Was genau ist eigentlich Mediation?

Haben Sie sich das auch schon gefragt?
Ist Ihnen auch schon passiert, dass Sie Mediation und Meditation verwechselt haben?

Ich will Ihnen hier kurz erklären, was Mediation ist.

Zunächst aber möchte ich Ihnen gerne sagen, dass es
nichts mit Meditation zu tun hat.
Das soll nun nicht gegen eine Meditation sprechen, aber das eine hat mit dem anderen eben nichts zu tun.
Wenn Sie die Geduld aufbringen, diesen Artikel bis zum Ende zu lesen, dann gehe ich auch gerne noch einmal auf den Begriff Meditation ein.

Nun aber zu meinem eigentlichen Anliegen, Ihnen einfach und kurz zu erklären, was Mediation, genauer, was eine Mediation ist.

Wie vieles kommt auch dieser Begriff aus dem englischen Sprachraum, genauer aus den USA und bedeutet soviel wie "Vermittlung".
Im deutschen verwendet man eher die Übersetzung "Konfliktlösung" oder "Streitschlichtung". Wobei für mich ersteres der treffendere Ausdruck ist.
Also verwende ich hier Mediation als gleichbedeutend mit Konfliktlösung.
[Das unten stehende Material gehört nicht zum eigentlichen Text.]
PR #27660, opened 2021-09-26
fix: tax rate being overridden in case of 0.00

rtdany10:
In expense claim, tax rate could be different for different expenses.
Therefore, rate is kept as 0.00 and tax amount entered manually in the tax table.
But fetch functionality overrides the tax rate (upon saving) and mess up the amount.

This PR removes the fetch functionality of the rate column.
#no-docs Please backport to v13 and v12 as well.

### DIFF
--- a/erpnext/hr/doctype/expense_taxes_and_charges/expense_taxes_and_charges.json
+++ b/erpnext/hr/doctype/expense_taxes_and_charges/expense_taxes_and_charges.json
@@ -56,8 +56,6 @@
   },
   {
    "columns": 2,
-   "fetch_from": "account_head.tax_rate",
-   "fetch_if_empty": 1,
    "fieldname": "rate",
    "fieldtype": "Float",
    "in_list_view": 1,
--- a/erpnext/hr/doctype/expense_claim/test_expense_claim.py
+++ b/erpnext/hr/doctype/expense_claim/test_expense_claim.py
@@ -176,7 +176,7 @@ def generate_taxes():
 	account = create_account(company=company_name, account_name="Output Tax CGST", account_type="Tax", parent_account=parent_account)
 	return {'taxes':[{
 		"account_head": account,
-		"rate": 0,
+		"rate": 9,
 		"description": "CGST",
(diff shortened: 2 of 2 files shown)


rtdany10:
Introducing an expense tax template (like in case of items in invoices) would be a better way to handle taxes.
Thoughts?

erpnext/hr/doctype/expense_taxes_and_charges/expense_taxes_and_charges.json
```diff
@@ -56,8 +56,6 @@
   },
   {
    "columns": 2,
-   "fetch_from": "account_head.tax_rate",
-   "fetch_if_empty": 1,
```
deepeshgarg007, line 60: @rtdany10 fetch_if_empty was enabled so it won't override if the user has updated any value manually. Can you please give a more elaborate example in the description? I am unable to understand the use case for which it is causing an issue

rtdany10: Tax rate
Sorry I didn't include it earlier.

deepeshgarg007: @rtdany10 I get the issue now. One test case seems to be failing because of this change. Can you fix that too?

rtdany10: Yes, I'll fix the test case.
Also, can you give your opinion on tax template against each expense?

rtdany10:
@Mergifyio backport version-12-hotfix version-13-hotfix

deepeshgarg007:
@rtdany10 In this the modified timestamp wasn't changed so the changes didn't apply on migrate, can raise a PR to fix this

rtdany10:
> @rtdany10 In this the modified timestamp wasn't changed so the changes didn't apply on migrate, can raise a PR to fix this

My bad, will raise a PR. Thanks!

Damit sind wir schon mitten im Thema.
Mediation wird also dort angewandt, wo ein Konflikt zu lösen ist.
Dies kann in ganz unterschiedlichen Zusammenhängen passieren. So z. B. in Familien, in Paarbeziehungen, zwischen erwachsenen Kindern und Eltern, zwischen Eltern und Lehrer_innen, zwischen Arbeitskolleg_innen, zwischen Geschäftspartnern etc.

Zunächst versuchen Sie wahrscheinlich einen Konflikt dadurch zu lösen, dass Sie mit der anderen Konfliktpartei das Gespräch suchen. Gelingt dies nicht oder nicht zu Ihrer Zufriedenheit, dann kann es sinnvoll sein den Konflikt, mit Hilfe eines Dritten zu klären bzw. zu lösen.
Im Falle einer Mediation ist der Dritte ein Mediator oder eine Mediatorin.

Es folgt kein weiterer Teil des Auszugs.